[Collected data]
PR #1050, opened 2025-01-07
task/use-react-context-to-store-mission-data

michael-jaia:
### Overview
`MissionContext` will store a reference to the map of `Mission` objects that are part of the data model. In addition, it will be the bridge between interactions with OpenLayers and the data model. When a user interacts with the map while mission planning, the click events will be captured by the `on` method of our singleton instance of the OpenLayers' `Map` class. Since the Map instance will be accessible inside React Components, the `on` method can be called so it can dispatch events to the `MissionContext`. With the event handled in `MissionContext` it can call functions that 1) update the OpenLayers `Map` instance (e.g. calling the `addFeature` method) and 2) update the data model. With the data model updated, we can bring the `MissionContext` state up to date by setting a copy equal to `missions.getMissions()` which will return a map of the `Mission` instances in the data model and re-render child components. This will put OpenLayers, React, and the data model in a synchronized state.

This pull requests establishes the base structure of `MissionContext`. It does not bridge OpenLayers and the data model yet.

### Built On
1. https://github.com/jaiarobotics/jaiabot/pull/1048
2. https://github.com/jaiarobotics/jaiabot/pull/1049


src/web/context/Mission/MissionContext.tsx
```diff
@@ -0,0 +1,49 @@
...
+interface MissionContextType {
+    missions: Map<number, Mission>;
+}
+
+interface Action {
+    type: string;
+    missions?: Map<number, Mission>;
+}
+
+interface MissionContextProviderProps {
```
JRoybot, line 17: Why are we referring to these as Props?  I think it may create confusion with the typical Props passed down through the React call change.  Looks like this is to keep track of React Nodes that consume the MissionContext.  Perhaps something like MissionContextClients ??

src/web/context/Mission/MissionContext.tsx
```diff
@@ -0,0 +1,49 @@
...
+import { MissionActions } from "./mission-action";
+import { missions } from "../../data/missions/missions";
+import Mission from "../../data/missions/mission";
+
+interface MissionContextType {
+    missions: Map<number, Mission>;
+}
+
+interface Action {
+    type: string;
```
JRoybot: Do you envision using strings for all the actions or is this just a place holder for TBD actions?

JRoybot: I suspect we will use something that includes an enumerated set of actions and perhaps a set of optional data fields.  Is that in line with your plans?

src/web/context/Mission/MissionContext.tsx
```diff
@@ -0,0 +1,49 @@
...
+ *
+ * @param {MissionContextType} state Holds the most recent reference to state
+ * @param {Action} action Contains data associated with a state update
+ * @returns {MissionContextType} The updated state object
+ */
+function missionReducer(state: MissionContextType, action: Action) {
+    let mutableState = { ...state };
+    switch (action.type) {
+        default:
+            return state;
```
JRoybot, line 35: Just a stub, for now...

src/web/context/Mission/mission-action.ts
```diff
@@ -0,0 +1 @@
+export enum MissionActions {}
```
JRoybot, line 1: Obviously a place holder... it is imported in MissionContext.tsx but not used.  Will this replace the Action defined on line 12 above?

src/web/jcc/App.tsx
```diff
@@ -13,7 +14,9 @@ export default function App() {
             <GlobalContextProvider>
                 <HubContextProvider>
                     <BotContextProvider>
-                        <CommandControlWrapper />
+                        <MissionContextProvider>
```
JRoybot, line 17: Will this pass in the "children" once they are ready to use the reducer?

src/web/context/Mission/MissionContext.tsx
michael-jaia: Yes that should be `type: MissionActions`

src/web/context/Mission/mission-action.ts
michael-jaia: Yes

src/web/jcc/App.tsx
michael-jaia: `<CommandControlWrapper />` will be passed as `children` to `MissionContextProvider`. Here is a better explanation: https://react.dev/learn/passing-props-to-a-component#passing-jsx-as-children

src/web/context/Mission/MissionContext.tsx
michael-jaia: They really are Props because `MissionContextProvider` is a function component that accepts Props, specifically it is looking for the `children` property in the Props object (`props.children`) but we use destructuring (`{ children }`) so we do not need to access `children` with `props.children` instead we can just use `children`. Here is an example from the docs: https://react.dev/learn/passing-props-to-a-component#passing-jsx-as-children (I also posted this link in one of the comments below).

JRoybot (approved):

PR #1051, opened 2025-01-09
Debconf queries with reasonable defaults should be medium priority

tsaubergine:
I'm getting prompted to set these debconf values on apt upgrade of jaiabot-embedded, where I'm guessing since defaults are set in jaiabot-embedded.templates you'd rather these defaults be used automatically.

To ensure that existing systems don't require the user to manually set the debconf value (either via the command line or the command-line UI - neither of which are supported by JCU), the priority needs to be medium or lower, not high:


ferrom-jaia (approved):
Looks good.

### TO DO
The first line of the records and every line down to the line with "### Overview" must be quoted exactly; leave out all else.

### ANSWER
PR #1050, opened 2025-01-07
task/use-react-context-to-store-mission-data

michael-jaia:
### Overview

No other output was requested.